Und das ist halt der Vorteil an meinem Job: Er ist zwar anstrengend und
entgegen der Meinung einiger Nörgler sicherlich nicht immer schon um
13 Uhr beendet, aber man kann sich die Zeit der Korrekturen und Unterrichtsvorbereitungen
sehr gut einteilen. Es ist halt vieles eine Sache der Organisation.
Zum
Schluß muss ich dir noch eine wichtige Frage im Namen der SVM-Famillie
stellen. Als Arno Michels im Jahr 2000 den SVM verließ, kamen danach
ein paar Trainer nach Morbach die irgendwie keine Bindung zum SVM-Anhang
fanden oder finden wollten. Sie blieben lieber nach den Spielen mit der
Mannschaft in der Kabine, was im großen Umfeld des SVM nicht gut rüber
kam. Welcher Typ ist Sascha Meeth, eher zurückhaltend oder sucht er
auch die Gespräche außerhalb des Spielfeldes mit den Zuschauern?
Sascha:
Da kann ich dich beruhigen
Udo, ich weiß durchaus wie wichtig die Leute sind, die den Verein
und die Jungs Woche für Woche unterstützen. Es gehört einfach
zum guten Ton, sich mit den Leuten zu unterhalten und ihre Meinung zu respektieren.

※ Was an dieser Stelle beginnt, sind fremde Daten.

PR #44, opened 2021-03-16
Resource deletes should succeed on 404 and 403 responses

displague:
Fixes #42 
Fixes #43 
Fixes #32

PR #192, opened 2021-09-23
fix 403 and 404 detection

displague:
Revisiting #44 

I received `│ Error: You are not authorized to view this resource` while `terraform destroy`ing a `metal_vlan`.
I also received `Error: Error deleting IP reservation block 4f5fa092-099d-497e-a514-5f25e24b098a: DELETE https://api.equinix.com/metal/v1/ips/4f5fa092-099d-497e-a514-5f25e24b098a: 404 Not found` in https://github.com/equinix/terraform-metal-vsphere/pull/40/checks

While any `metal_vlan` is being deleted an attempt is made to unassign all device ports.  The request returned a 403 because the ports were unavailable because the device was deleted first.

403 and 404 should be handled as success during deletions.  

The problem addressed in this PR is that `ignoreResponseErrors` was returning the first error if it was not the first ignored error.

Additionally, the response objects in the ignoring functions can be safely sent as null. When they are null the error will be examined, which may contain a response.

This error detection has become confusing, in part because the response and error are typically both sent, with the error including the response within it.  It's also no longer obvious to me what value there is in "IsAPIError".

### DIFF
--- a/metal/errors.go
+++ b/metal/errors.go
@@ -41,7 +41,8 @@ func friendlyError(err error) error {
 }
 
 func isForbidden(err error) bool {
-	if r, ok := err.(*packngo.ErrorResponse); ok && r.Response != nil {
+	r, ok := err.(*packngo.ErrorResponse)
+	if ok && r.Response != nil {
 		return r.Response.StatusCode == http.StatusForbidden
 	}
 	if r, ok := err.(*ErrorResponse); ok {
@@ -51,11 +52,11 @@ func isForbidden(err error) bool {
 }
 
 func isNotFound(err error) bool {
-	if r, ok := err.(*packngo.ErrorResponse); ok && r.Response != nil {
-		return r.Response.StatusCode == http.StatusNotFound
-	}
 	if r, ok := err.(*ErrorResponse); ok {
 		return r.StatusCode == http.StatusNotFound && r.IsAPIError
+	}
+	if r, ok := err.(*packngo.ErrorResponse); ok && r.Response != nil {
+		return r.Response.StatusCode == http.StatusNotFound
 	}
 	return false
 }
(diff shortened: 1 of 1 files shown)


displague:
It might be nice to add tests that try to E2E delete a bad UUID.  I haven't seen Terraform tests that set artificial state, but presumably we should be able to create a `metal_vlan` and assert that a `metal_port_vlan_attachment` exists with state that includes the actual vlan id and a fake port `123`. We would then attempt to delete that `metal_port_vlan_attachment`.

t0mk (approved):
Yes, the error processing code looks quite complicated, and quite hard to read. I didn't test this.

I understand what it's trying to do - to check all the possible StatusCode values in a complicated struct.

I also understand that it's hard to clean it, so I give this a green light, but @displague can you maybe write here where each StatusCode gets populated from (I mean from which parts of code of the provider or packngo)? There's

- resp.StatusCode
- err.(*ErrorResponse).StatusCode
- err.(*packngo.ErrorResponse).Response.StatusCode
 
Maybe if we identify the code filling the StatusCode, it will be easier to clean it.

displague:
When any packngo request is sent we get both the HTTP response and an error. 
* https://github.com/packethost/packngo/blob/v0.19.1/packngo.go#L148

Packngo will decorate the API and any HTTP errors as an `ErrorResponse`. In doing so, a reference to the HTTP response is bundled with the error.  
* https://github.com/packethost/packngo/blob/v0.19.1/packngo.go#L71-L81
* https://github.com/packethost/packngo/blob/v0.19.1/packngo.go#L202-L206
* https://github.com/packethost/packngo/blob/v0.19.1/packngo.go#L403-L431

This Terraform provider will also decorate errors (`friendlyError`). If the error was a `packngo.ErrorResponse` a `metal.ErrorResponse` will be returned.  The `ErrorResponse` adds the `StatusCode` (already present in `packngo.ErrorResponse`).

* https://github.com/equinix/terraform-provider-metal/blob/main/metal/errors.go#L14-L41

This Terraform provider attempts to dig deeper into some errors to apply the correct Terraform behavior for acceptable errors (Forbidden NotFound), either of which can indicate a successful delete.

When the Terraform provider digs into errors, the error may not always be a `packngo.ErrorResponse`. The error may be a `metal.ErrorResponse`.  This is because in some call patterns, presumably helpers, `friendlyError()` may have already been applied.

`metal.ErrorResponse` has an `IsAPIError` property which indicates whether or not the error was an API error or an error from a fronting service (loadbalancer, cache).  This is important to capture because a 403/404 from the fronting service could indicate an API delivery problem rather than indicating that EM resources have been removed. 
_Note: This property is used once_.
* https://github.com/equinix/terraform-provider-metal/blob/v0.19.1/metal/errors.go#L24-L30


Thoughts:
* remove `metal.Errors`
  * `packngo.ErrorResponse` implements `Error() string` which provides the same functionality.
* remove `friendlyError`
  * replace `IsAPIError` with an `isAPIError()` helper or an `ignoreErrors(missingMetalAPIHeaders)` pattern
* remove `metal.ErrorResponse`
  * ... ?
* use `multierrors` for the multiple `packngo.ResponseErrors` when offered?
  * create `packngo.Errors` and have `packngo.ResponseErrors` use that? Perhaps `ResponseErrors` should implement a new interface that includes a method to return errors as `[]string`

PR #200, opened 2021-11-19
Fix for error when deleting device with hardware_reservation_id == next-available

### LINKED ISSUE #199: deleting a device from a hardware reservation fails
Deleting a device created from a hardware reservation fails when `wait_for_reservation_deprovision = "true"` is set.

https://github.com/equinix/terraform-provider-metal/blob/main/metal/resource_metal_device.go#L781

Auch das gehört für mich selbstverständlich zu den Aufgaben
eines Trainers, sich auch nach schlechten Spielen der Kritik der Zuschauer
zu stellen. Mich wirst du sicherlich genau so nach Niederlagen im Sportlerheim
antreffen wie nach Siegen. Wobei es mir grundsätzlich oft lieber ist,
wenn mich Leute ansprechen, als dass ich selber jeden anquatsche. Vom Typus
her bin ich nämlich eher ruhig und zurückhaltend - es sei denn,
der Ball rollt und es wird um Punkte gekämpft.
Ich wünsche dir eine schöne und natürlich erfolgreiche Zeit beim SVM und ich würde mich nach deiner Eingewöhnungszeit und kurz vor dem Saisonstart gerne über ein weiteres Gespräch freuen!
Sascha:
Vielen Dank, Udo, ich denke, das wäre in unser aller Sinne. Natürlich
können wir uns vor Saisonstart wieder unterhalten. Ich unterstütze
euch bei eurer tollen Arbeit mit der Homepage wann immer ich kann!